--- START ---
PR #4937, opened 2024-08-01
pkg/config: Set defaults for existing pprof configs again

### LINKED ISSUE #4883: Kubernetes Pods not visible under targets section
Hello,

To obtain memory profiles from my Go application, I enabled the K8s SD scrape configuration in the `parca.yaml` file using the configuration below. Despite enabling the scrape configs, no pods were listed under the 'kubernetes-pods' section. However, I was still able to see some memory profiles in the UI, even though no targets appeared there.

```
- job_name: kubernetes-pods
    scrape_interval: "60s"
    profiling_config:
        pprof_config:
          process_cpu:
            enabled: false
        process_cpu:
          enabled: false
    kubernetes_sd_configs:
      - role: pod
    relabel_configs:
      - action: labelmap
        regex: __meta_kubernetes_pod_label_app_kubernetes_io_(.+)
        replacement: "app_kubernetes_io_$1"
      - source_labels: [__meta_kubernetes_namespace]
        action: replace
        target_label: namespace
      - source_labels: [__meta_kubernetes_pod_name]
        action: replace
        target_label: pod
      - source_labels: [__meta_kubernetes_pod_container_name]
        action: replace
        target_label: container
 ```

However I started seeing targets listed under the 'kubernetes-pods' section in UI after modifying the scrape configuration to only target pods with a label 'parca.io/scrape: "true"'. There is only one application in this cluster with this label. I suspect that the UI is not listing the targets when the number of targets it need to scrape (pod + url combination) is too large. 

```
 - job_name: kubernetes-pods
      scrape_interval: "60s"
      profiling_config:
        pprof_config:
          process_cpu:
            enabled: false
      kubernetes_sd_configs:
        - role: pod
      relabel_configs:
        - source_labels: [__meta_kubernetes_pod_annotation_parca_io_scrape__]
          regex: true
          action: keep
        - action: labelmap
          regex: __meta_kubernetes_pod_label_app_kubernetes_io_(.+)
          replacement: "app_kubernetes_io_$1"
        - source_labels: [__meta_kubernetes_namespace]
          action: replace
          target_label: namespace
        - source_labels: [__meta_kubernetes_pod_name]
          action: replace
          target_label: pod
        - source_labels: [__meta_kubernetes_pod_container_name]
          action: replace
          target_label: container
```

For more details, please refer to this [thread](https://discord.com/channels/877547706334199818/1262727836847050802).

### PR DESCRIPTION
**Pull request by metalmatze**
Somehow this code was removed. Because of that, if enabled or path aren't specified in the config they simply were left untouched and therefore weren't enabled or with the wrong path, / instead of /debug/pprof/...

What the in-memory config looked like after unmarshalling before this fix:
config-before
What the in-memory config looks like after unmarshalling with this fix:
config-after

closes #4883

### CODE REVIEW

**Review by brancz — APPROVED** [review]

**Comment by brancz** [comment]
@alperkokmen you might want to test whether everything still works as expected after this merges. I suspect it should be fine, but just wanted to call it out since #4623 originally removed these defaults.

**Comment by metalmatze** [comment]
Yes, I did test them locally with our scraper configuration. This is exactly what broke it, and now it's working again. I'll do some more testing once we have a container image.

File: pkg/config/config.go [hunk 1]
--- END ---
What's wanted here is every record, retyped exactly as shown above.

▶ [ANSWER TO THIS PROBLEM]
PR #4937, opened 2024-08-01
pkg/config: Set defaults for existing pprof configs again

### LINKED ISSUE #4883: Kubernetes Pods not visible under targets section
Hello,

To obtain memory profiles from my Go application, I enabled the K8s SD scrape configuration in the `parca.yaml` file using the configuration below. Despite enabling the scrape configs, no pods were listed under the 'kubernetes-pods' section. However, I was still able to see some memory profiles in the UI, even though no targets appeared there.

```
- job_name: kubernetes-pods
    scrape_interval: "60s"
    profiling_config:
        pprof_config:
          process_cpu:
            enabled: false
        process_cpu:
          enabled: false
    kubernetes_sd_configs:
      - role: pod
    relabel_configs:
      - action: labelmap
        regex: __meta_kubernetes_pod_label_app_kubernetes_io_(.+)
        replacement: "app_kubernetes_io_$1"
      - source_labels: [__meta_kubernetes_namespace]
        action: replace
        target_label: namespace
      - source_labels: [__meta_kubernetes_pod_name]
        action: replace
        target_label: pod
      - source_labels: [__meta_kubernetes_pod_container_name]
        action: replace
        target_label: container
 ```

However I started seeing targets listed under the 'kubernetes-pods' section in UI after modifying the scrape configuration to only target pods with a label 'parca.io/scrape: "true"'. There is only one application in this cluster with this label. I suspect that the UI is not listing the targets when the number of targets it need to scrape (pod + url combination) is too large. 

```
 - job_name: kubernetes-pods
      scrape_interval: "60s"
      profiling_config:
        pprof_config:
          process_cpu:
            enabled: false
      kubernetes_sd_configs:
        - role: pod
      relabel_configs:
        - source_labels: [__meta_kubernetes_pod_annotation_parca_io_scrape__]
          regex: true
          action: keep
        - action: labelmap
          regex: __meta_kubernetes_pod_label_app_kubernetes_io_(.+)
          replacement: "app_kubernetes_io_$1"
        - source_labels: [__meta_kubernetes_namespace]
          action: replace
          target_label: namespace
        - source_labels: [__meta_kubernetes_pod_name]
          action: replace
          target_label: pod
        - source_labels: [__meta_kubernetes_pod_container_name]
          action: replace
          target_label: container
```

For more details, please refer to this [thread](https://discord.com/channels/877547706334199818/1262727836847050802).

### PR DESCRIPTION
**Pull request by metalmatze**
Somehow this code was removed. Because of that, if enabled or path aren't specified in the config they simply were left untouched and therefore weren't enabled or with the wrong path, / instead of /debug/pprof/...

What the in-memory config looked like after unmarshalling before this fix:
config-before
What the in-memory config looks like after unmarshalling with this fix:
config-after

closes #4883

### CODE REVIEW

**Review by brancz — APPROVED** [review]

**Comment by brancz** [comment]
@alperkokmen you might want to test whether everything still works as expected after this merges. I suspect it should be fine, but just wanted to call it out since #4623 originally removed these defaults.

**Comment by metalmatze** [comment]
Yes, I did test them locally with our scraper configuration. This is exactly what broke it, and now it's working again. I'll do some more testing once we have a container image.

File: pkg/config/config.go [hunk 1]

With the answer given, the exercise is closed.